Multinational firms responded to trade restrictions on their exports by moving production to connector countries—notably Mexico, Morocco, and Vietnam—that belong to neither Western nor China-led blocs and trade freely with both. This is an important difference from past episodes of geopolitical fragmentation, like the Cold War, when trade diversion via connector countries was much more limited. One reason for that difference is precisely that the connector countries have already moved up the value chain, benefiting from earlier trade integration.
Emerging markets are also critical. With larger economies and greater global stature, thanks to deeper integration and arduous reforms, they’re permanent fixtures on the global economic stage. As advanced economies turn increasingly inward, emerging markets have an important stake in fending off global economic fragmentation.
However, while connector countries support global trade and investment and attenuate the costs of fragmentation, there’s still a price to pay. Stretched supply chains can be more inefficient and vulnerable. And more opacity in trade and financial flows makes spotting risks harder. Ultimately, too much trade disruption will diminish global growth and prosperity.
Fostering trade growth
While trade and financial integration helped lift growth momentum, not everyone benefited equally, especially in advanced economies.
Although there’s broad agreement that trade integration can hurt some categories of workers and communities disproportionately, our analysis shows a more nuanced story. Globalization had a much smaller impact than technological progress on rising inequalities within countries.
Still, trade shocks can hurt, and perceptions of lost jobs also come into play. What may matter more is the speed of economic transformation, leaving little time for economic systems and safety nets to adapt. And this brings me back to AI and the blazing pace of change. Unattended, this may cause major dislocations—and the associated political blowback.
We are left searching for ways to reinvigorate growth amid rising geopolitical strains and heightened uncertainty around the future of global integration and technology.
Policy can play a central role, especially structural reforms. Easing worker mobility across employers, industries, and regions minimizes trade adjustment costs and promotes employment. Compensatory measures, especially for the most vulnerable, and helping workers adapt and sharpen skills are also useful—and even boost public support for government policies, as our research shows.
This brings me to the shared vision at the core of our institution. The IMF was born into a world at war when delegates in Bretton Woods, New Hampshire, agreed to an unprecedented framework for global economic cooperation in which countries helped themselves by helping each other. We were charged with three critical missions, one of which was to facilitate the balanced growth of international trade and thereby contribute to high levels of employment and real income as primary objectives of economic policy.

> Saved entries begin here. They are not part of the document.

PR #26, opened 2020-09-23
tickets/DM-26647

fred3m:
This coadd adds a number of new columns that are useful in tracking
down errors or bugs in the deblender. Included in these is the
"deblend_error" column, which keeps track of errors caused by
a coadd that is smaller than the coadds in the other bands and
cannot load a PSF.

### DIFF
--- a/python/lsst/meas/extensions/scarlet/scarletDeblendTask.py
+++ b/python/lsst/meas/extensions/scarlet/scarletDeblendTask.py
@@ -122,7 +122,7 @@ def _computePsfImage(self, position=None):
     if not isinstance(position, Point2D) and position is not None:
         position = Point2D(position[0], position[1])
 
-    for band, single in enumerate(self.singles):
+    for bidx, single in enumerate(self.singles):
         try:
             if position is None:
                 psf = single.getPsf().computeImage()
@@ -137,7 +137,7 @@ def _computePsfImage(self, position=None):
             # data in some bands, so we track this error to distinguish it
             # from unknown errors.
             msg = "Failed to compute PSF at {} in band {}"
-            raise IncompleteDataError(msg.format(position, self.filters[band]))
+            raise IncompleteDataError(msg.format(position, self.filters[bidx]))
 
     left = np.min([psf.getBBox().getMinX() for psf in psfs])
     bottom = np.min([psf.getBBox().getMinY() for psf in psfs])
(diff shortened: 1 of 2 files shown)


python/lsst/meas/extensions/scarlet/scarletDeblendTask.py
```diff
@@ -98,13 +122,23 @@ def _computePsfImage(self, position=None):
...
         position = Point2D(position[0], position[1])
 
-    for single in self.singles:
-        if position is None:
-            psf = single.getPsf().computeImage()
-            psfs.append(psf)
-        else:
-            psf = single.getPsf().computeImage(position)
-            psfs.append(psf)
+    for band, single in enumerate(self.singles):
```
taranu: I recommend consistently naming iteration indices idx_ or something that indicates that it's an index/integer since band is often a string.

python/lsst/meas/extensions/scarlet/scarletDeblendTask.py
```diff
@@ -98,13 +122,23 @@ def _computePsfImage(self, position=None):
...
+        try:
+            if position is None:
+                psf = single.getPsf().computeImage()
+                psfs.append(psf)
+            else:
+                psf = single.getPsf().computeImage(position)
+                psfs.append(psf)
+        except InvalidParameterError:
```
taranu, line 133: I'm a bit confused as to why the try block doesn't throw an IncompleteDataError itself if it's always due to a missing PSF model?

python/lsst/meas/extensions/scarlet/scarletDeblendTask.py
```diff
@@ -564,24 +619,56 @@ def deblend(self, mExposure, sources):
                 # that the peaks stay consistent
                 for k in skipped:
                     sources.insert(k, None)
+            # Catch the errors that we know about
+            except IncompleteDataError:
+                blendError = "IncompleteDataError"
```
taranu: This seems unnecessary; you could replace it with blendError = `type(e).__name__` in the except part below and test for blendError in {"IncompleteDataError", "ScarletGradientError"} if you want to check against a set of possible/expected errors.

taranu (commented):
Just a few minor questions/suggestions.

python/lsst/meas/extensions/scarlet/scarletDeblendTask.py
fred3m: The `InvalidParameterError` is thrown by the `Exposure.getPsf` method, which is defined in `afw`. I could just allow that to fail and catch it in `ScarletDeblendTask.deblend` but in general I like to isolate the code that causes a known issue in case an issue somewhere else arises later with the same error type.

python/lsst/meas/extensions/scarlet/scarletDeblendTask.py
fred3m: Ok, I cleaned up the code a bit as per this suggestion.

python/lsst/meas/extensions/scarlet/scarletDeblendTask.py
```diff
@@ -619,24 +619,22 @@ def deblend(self, mExposure, sources):
...
-            # Catch all unknown errors to prevent the taks from crashing,
-            # but store the result
+            # Catch all errors and filter out the ones that we know about
             except Exception as e:
-                if self.config.catchFailures:
+                blendError = type(e).__name__
+                if isinstance(e, ScarletGradientError):
+                    src.set(self.iterKey, e.iterations)
+                elif not isinstance(e, IncompleteDataError):
                     blendError = "UnknownError"
```
taranu, line 628: Why override blendError instead of setting it to e.g. `f'{Unexpected {blendError}'`?

taranu (approved):
Looks fine; just one optional suggestion.

python/lsst/meas/extensions/scarlet/scarletDeblendTask.py
fred3m: 2 reasons:
1. I don't know the length of the name of the unexpected error that is raised, and unlike numpy the stack isn't smart enough to just chop off a string that is too long, so if the raised error is longer than the number of characters I've allotted for that column in the table it will raise an Exception. I could use `error = ("UnknownError:" + blendError)[:25]` except for the next issue...

2. I want to be able to search for `catalog["deblend_error"] == "UnknownError"` to filter for sources with unknown errors. It is true that `(catalog["deblend_error"] != "ScarletGradientError") & (catalog["deblend_error"] != "IncompleteDataError")` would also work, but as time goes on I expect that we will identify more known failure modes and I'd prefer to not have to change all of my scripts each time. No matter what I'll want to investigate all of the new "UnknownError" blends, so I'm good with this the way it is.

This is a delicate balancing act, which we have striven to achieve for the past eight decades through our surveillance and crisis-fighting mandates. Trade integration and expansion are by no means ends in themselves; they are important to the extent that they support employment and improved living standards. Carefully calibrated policy can help attain these goals.
This article draws on the author’s lecture at the Oxford Union on February 24, 2025.
Opinions expressed in articles and other materials are those of the authors; they do not necessarily reflect IMF policy.